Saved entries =
Content starts
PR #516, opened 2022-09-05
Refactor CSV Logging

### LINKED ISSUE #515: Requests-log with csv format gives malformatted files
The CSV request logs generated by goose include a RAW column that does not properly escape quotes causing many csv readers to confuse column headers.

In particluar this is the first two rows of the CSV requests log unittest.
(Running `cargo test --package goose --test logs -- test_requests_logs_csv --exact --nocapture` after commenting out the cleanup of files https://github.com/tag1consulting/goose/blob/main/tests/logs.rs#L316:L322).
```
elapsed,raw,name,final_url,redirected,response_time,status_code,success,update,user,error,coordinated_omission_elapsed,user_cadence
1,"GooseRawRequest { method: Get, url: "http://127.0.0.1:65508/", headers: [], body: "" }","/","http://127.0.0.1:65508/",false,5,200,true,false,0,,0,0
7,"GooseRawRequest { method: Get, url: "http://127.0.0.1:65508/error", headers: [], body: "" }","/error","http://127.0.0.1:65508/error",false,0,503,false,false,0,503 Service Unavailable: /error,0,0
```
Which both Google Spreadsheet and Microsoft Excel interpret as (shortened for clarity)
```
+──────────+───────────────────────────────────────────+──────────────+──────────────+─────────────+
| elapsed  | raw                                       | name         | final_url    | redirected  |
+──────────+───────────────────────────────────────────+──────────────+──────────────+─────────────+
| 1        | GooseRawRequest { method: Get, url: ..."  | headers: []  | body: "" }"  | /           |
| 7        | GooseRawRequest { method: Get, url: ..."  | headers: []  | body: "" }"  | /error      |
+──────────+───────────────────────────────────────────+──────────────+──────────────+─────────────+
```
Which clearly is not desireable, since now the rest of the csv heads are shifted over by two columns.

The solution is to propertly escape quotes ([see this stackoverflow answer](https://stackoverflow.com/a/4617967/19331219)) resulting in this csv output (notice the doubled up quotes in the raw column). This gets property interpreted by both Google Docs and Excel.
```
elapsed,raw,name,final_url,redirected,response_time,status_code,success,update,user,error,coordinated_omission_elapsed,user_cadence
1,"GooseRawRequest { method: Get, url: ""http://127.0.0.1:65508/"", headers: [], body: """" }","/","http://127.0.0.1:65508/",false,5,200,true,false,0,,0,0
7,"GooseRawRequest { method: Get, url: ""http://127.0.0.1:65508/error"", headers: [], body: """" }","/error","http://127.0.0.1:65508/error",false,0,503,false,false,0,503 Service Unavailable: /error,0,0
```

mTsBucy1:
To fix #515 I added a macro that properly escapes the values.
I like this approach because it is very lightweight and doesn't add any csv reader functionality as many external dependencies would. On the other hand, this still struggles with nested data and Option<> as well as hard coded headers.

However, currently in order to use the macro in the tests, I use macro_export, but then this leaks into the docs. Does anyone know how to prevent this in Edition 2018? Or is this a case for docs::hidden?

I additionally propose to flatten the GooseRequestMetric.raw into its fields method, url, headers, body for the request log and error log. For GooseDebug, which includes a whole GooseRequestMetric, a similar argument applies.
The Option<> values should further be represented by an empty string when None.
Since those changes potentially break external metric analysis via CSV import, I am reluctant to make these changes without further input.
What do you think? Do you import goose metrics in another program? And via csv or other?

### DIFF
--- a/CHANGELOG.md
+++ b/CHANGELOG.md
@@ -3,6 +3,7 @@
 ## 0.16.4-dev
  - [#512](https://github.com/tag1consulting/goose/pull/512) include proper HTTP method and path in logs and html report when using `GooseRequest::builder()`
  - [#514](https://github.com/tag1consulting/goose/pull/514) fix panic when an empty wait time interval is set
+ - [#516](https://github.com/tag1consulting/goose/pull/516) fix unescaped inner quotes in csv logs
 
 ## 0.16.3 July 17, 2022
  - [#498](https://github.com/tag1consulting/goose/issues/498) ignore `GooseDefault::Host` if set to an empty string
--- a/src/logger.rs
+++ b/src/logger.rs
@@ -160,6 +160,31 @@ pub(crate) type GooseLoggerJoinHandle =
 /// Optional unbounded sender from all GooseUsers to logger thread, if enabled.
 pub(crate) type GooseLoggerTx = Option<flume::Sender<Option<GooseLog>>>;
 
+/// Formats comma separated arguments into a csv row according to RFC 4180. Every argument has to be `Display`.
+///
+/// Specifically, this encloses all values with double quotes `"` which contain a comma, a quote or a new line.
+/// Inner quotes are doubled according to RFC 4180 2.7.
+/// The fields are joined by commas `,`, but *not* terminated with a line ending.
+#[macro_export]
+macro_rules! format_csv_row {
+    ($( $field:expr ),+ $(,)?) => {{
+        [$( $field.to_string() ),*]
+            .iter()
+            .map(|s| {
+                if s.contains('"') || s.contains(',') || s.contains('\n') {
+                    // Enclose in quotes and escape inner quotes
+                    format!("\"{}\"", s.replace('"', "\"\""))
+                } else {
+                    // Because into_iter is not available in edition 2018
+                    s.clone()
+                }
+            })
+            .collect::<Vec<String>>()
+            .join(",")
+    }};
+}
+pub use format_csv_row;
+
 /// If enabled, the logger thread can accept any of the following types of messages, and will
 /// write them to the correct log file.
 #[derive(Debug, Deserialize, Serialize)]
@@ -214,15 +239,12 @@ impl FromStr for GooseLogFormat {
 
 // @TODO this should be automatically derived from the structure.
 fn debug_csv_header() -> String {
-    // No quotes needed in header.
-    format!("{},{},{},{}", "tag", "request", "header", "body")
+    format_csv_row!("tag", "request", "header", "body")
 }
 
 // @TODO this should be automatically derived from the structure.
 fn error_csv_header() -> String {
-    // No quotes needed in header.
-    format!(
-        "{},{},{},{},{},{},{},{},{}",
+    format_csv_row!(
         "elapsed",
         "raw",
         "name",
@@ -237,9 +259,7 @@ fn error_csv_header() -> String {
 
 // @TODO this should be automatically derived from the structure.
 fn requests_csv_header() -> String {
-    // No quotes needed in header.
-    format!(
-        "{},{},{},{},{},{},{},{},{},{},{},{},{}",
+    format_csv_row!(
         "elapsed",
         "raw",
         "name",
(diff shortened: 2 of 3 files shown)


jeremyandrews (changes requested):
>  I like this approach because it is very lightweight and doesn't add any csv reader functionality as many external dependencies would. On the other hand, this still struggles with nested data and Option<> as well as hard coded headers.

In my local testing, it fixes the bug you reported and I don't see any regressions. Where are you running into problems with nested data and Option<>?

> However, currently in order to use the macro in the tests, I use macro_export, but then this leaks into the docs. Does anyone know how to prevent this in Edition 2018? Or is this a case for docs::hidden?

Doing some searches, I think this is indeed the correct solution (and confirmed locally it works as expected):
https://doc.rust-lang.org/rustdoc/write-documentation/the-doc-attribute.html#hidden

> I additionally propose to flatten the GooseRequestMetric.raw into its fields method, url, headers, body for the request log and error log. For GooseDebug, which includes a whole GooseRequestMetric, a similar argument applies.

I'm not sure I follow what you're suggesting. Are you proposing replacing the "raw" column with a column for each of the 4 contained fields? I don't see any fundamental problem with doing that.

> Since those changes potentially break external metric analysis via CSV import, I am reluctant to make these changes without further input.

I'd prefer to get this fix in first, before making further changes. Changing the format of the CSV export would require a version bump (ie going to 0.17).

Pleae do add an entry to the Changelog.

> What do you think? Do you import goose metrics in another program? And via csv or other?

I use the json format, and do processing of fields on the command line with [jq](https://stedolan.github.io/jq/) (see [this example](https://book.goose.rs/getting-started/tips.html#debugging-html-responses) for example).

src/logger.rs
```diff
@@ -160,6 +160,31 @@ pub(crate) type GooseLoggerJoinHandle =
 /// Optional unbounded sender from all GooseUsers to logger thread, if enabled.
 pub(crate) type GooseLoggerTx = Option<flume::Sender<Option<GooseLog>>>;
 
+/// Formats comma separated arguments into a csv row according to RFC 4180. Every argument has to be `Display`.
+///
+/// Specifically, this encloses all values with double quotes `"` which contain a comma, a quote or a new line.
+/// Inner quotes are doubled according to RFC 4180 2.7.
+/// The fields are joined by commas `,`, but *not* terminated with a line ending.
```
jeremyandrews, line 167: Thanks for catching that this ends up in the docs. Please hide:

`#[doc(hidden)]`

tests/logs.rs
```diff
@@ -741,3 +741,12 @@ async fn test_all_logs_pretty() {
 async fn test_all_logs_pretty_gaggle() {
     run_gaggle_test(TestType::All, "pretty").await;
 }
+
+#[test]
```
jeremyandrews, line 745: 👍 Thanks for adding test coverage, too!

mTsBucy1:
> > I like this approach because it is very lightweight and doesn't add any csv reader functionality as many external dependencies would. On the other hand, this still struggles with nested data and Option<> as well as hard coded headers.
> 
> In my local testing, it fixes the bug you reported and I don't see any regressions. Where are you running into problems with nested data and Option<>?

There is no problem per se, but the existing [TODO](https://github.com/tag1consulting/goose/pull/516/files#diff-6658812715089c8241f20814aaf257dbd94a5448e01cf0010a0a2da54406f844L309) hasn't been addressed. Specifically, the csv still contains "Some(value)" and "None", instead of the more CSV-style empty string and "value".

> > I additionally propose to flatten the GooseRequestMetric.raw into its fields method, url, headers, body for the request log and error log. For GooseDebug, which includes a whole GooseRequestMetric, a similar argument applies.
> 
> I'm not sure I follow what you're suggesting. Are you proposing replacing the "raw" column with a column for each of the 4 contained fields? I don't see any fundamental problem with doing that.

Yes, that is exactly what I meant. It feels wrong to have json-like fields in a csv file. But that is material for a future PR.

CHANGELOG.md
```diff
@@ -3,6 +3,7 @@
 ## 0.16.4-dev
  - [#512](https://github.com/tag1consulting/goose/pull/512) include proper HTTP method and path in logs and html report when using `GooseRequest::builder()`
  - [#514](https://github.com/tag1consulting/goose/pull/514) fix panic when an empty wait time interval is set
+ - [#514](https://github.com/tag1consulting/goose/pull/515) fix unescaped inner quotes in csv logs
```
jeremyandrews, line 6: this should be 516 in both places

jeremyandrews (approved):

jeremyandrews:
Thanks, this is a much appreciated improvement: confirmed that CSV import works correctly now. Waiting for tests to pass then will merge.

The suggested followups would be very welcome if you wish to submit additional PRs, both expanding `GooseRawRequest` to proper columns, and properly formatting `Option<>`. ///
Content ends
Task item = Counting only lines of the data above that hold "true", report the total and nothing else.

Answer section = 2